Chiricahua Apache leader Cochise's legendary 1872 speech to the Americans, I Am Alone, appears in A.N. Ellis' Recollections of an Interview with Cochise in 1913:
I have fought long and as best I could against you. I have destroyed many of your people, but where I have destroyed one white man many have come in his place; but where an Indian has been killed, there has been none to come in his place, so that the great people that welcomed you with acts of kindness to this land are now but a feeble band that fly before your soldiers as the deer before the hunter, and must all perish if this war continues.
I have come to you, not from any love for you or for your great father in Washington, or from any regard for his or your wishes, but as a conquered chief, to try to save alive the few people that still remain to me. I am the last of my family, a family that for very many years have been the leaders of this people, and on me depends their future, whether they shall utterly vanish from the land or that a small remnant remain for a few years to see the sun rise over these mountains, their home.

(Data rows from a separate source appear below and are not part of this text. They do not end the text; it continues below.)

PR #1324, opened 2026-08-13
feat(integration-test): bypass the executor activation timelock in execution simulations

die-herdplatte:
Lets the live integration test validate an executor that is deployed but not yet usable, instead of staying red for 3 days after every executor deployment. [ENG-6070](https://propeller-heads.atlassian.net/browse/ENG-6070).

`Dispatcher._validateExecutor` reverts with `Dispatcher__UnapprovedExecutor` when `executorsActivationTimestamp[executor] == 0` and with `Dispatcher__ExecutorIsTimelocked` while it is in the future, and `_setExecutor` always sets `block.timestamp + DELAY_EXECUTOR_ACTIVATION` (3 days). The offline `protocol-testing` harness already sidesteps this by planting `1` into the activation slot of its fake executor; the live `tycho-integration-test` passed no router overwrites at all, so every swap through a fresh executor reverted before reaching the protocol.

## What

- **`--bypass-executor-timelock`** on `tycho-integration-test` (default **off**): writes `executorsActivationTimestamp = 1` for every executor of the chain into the simulation's state overrides. The router keeps its deployed bytecode, only the `debug_traceCall` is affected, and no real transaction path changes. A `warn!` at start-up states that a passing run under the flag does not prove the executors are activated.
- **`RouterOverwritesData` generalized** (`crates/tycho-test/src/execution/models.rs`). Every field is now optional and the single executor bytecode became a map:
  ```rust
  pub struct RouterOverwritesData {
      pub router_bytecode: Option<Vec<u8>>,
      pub executors: HashMap<Address, Option<Vec<u8>>>,
      pub fee_calculator_bytecode: Option<Vec<u8>>,
  }
  ```
  Presence in `executors` activates that executor on the router; `Some(bytecode)` additionally plants code at its address. Values are `Option<Vec<u8>>` rather than `Vec<u8>` because the live path must activate executors while keeping their deployed code — `with_code(vec![])` would blank it.
- **`setup_router_overwrites(router_address, data)`** takes the struct directly and emits only the overwrites the data asks for, so `RouterOverwritesData::default()` simulates the deployed contracts unchanged — what the live test previously expressed by passing `None`. `simulate_swap_transaction` therefore loses its `Option`, and the helper loses an `async` it never awaited.
- **`SwapEncoderRegistry::executor_addresses()`** returns the executor address per protocol system, derived from the encoders the registry already holds. The registry had no way to enumerate them; this avoids re-parsing `executor_addresses.json` and keeps one source of truth.
- Each consumer builds its own overwrites: `create_router_overwrites_data(chain)` in `tycho-integration-test/src/main.rs`, mirroring `protocols/testing`'s `create_router_overwrites_data(protocol_system)`. The offline path is unchanged in behaviour — it still plants router, executor and fee calculator bytecode at the same addresses.

## Why it is off by default

The live test doubles as a canary for "an executor was never activated in production". With the bypass always on, that signal would disappear. Off by default keeps the revert visible; pass the flag when validating an executor inside its timelock window.

## Which slot, and how it was confirmed

`executorsActivationTimestamp` is a `mapping(address => uint256)` at base slot 6 of `TychoRouterV3`, so the value lives at `keccak256(abi.encodePacked(bytes32(executor), bytes32(uint256(6))))` — exactly what the existing `calculate_executor_storage_slot` computes. Confirmed against the **deployed** router (`0xea290cE3Eae57BdB37E57872a5a14DC0d2f6e614`), not just the local contracts: `cast storage <router> $(cast index address <executor> 6)` returns the same value as the `executorsActivationTimestamp(address)` getter.

## Testing

Unit:

- `cargo +nightly fmt --all` clean, `cargo clippy --workspace --all-targets --all-features` clean.
- New tests in `crates/tycho-test/src/execution/encoding.rs`: activation-only overwrites touch the router account alone and set no `code`; the full offline shape plants router/executor/fee-calculator bytecode, activates the executor and points the `_feeCalculator` slot at the overwritten address; `RouterOverwritesData::default()` produces an empty override map. New test in `swap_encoder_registry.rs`: `executor_addresses()` agrees with `get_encoder(protocol).executor_address()`.
- Both behavioural tests were checked against deliberate mutations (activation value → 0, override merge → clobber) and fail as expected.
- The 5 failures in `cargo test -p tycho-execution --lib` are the pre-existing `Missing RPC_URL in environment` permit2/approvals tests.

Live, on Ethereum against `tycho-beta`, using the **PropAMMExecutor** `0xc196f22d69d41A2B1DbF6ef8d28C09bc2CA4E4fa` as the subject — 803 bytes of code deployed, activation timestamp `1786872335` vs block timestamp `1786635407`, i.e. ~66 h of timelock remaining. Run on a temporary merge of this branch onto the pAMM branch that registers that executor, with `--disable-onchain --disable-rfq` so every simulation routes through it:

| | baseline (no flag) | `--bypass-executor-timelock` |
|---|---|---|
| `0x45d4ba96` = `Dispatcher__ExecutorIsTimelocked` | **1211** | **0** |
| `simulation_execution_success` | 0 | 10 (with slippage comparisons) |
| expected stale-oracle skips | 0 | 181 |

## Not covered

An executor that is not deployed at all still cannot be simulated: with no bytecode the call returns empty returndata and the `amount_out` decode fails. Lifting the activation check does not change that — testing a genuinely undeployed executor needs a bytecode override, i.e. the `protocol-testing`-style path.

[ENG-6070]: https://propeller-heads.atlassian.net/browse/ENG-6070?atlOrigin=eyJpIjoiNWRkNTljNzYxNjVmNDY3MDlhMDU5Y2ZhYzA5YTRkZjUiLCJwIjoiZ2l0aHViLWNvbS1KU1cifQ


crates/tycho-integration-test/src/main.rs
```diff
@@ -991,13 +1042,25 @@ async fn process_update(
...
-            Ok(results) => results,
-            Err((e, _, _)) => return Err(e),
-        };
+    // Everything is simulated against the deployed contracts; the executors are only activated
+    // when asked for, so that a missing activation still surfaces as a revert.
+    let router_overwrites_data = if cli.bypass_executor_timelock {
+        create_router_overwrites_data(chain)?
+    } else {
+        RouterOverwritesData::default()
+    };
```
zach030: `create_router_overwrites_data` function gets called on every update to rebuild the overwrite data from the json file. Could we turn it into a globe shared config, loaded just once at startup?

crates/tycho-test/src/execution/encoding.rs
```diff
@@ -630,74 +633,66 @@ fn overwrite_bopamm_lane_timestamp(stored_value: B256, timestamp: u32) -> B256 {
...
-    fee_calculator_bytecode: Vec<u8>,
+    data: RouterOverwritesData,
 ) -> miette::Result<AddressHashMap<AccountOverride>> {
     let mut state_overwrites = AddressHashMap::default();
+    if data.router_bytecode.is_none() &&
+        data.executors.is_empty() &&
+        data.fee_calculator_bytecode.is_none()
+    {
+        return Ok(state_overwrites);
+    }
```
zach030: Maybe add an is_empty method to `RouterOverwritesData`? That way we can drop the three-condition guard and make it easier to maintain.

zach030 (commented):
Thanks! Left some small comments, otherwise LGTM.

crates/tycho-integration-test/src/main.rs
die-herdplatte: Done. If you meant a struct that contains all the other fields that `process_update` receives: I left that out here, but it would be a good cleanup.

crates/tycho-test/src/execution/encoding.rs
die-herdplatte: Done

zach030 (approved):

I here pledge my word, a word that has never been broken, that if your great father will set aside a part of my own country, where I and my little band can live, we will remain at peace with your people forever. If from his abundance he will give food for my women and children whose protectors his soldiers have killed, with blankets to cover their nakedness, I will receive them with gratitude. If not, I will do my best to feed and clothe them, in peace with the white man. I have spoken.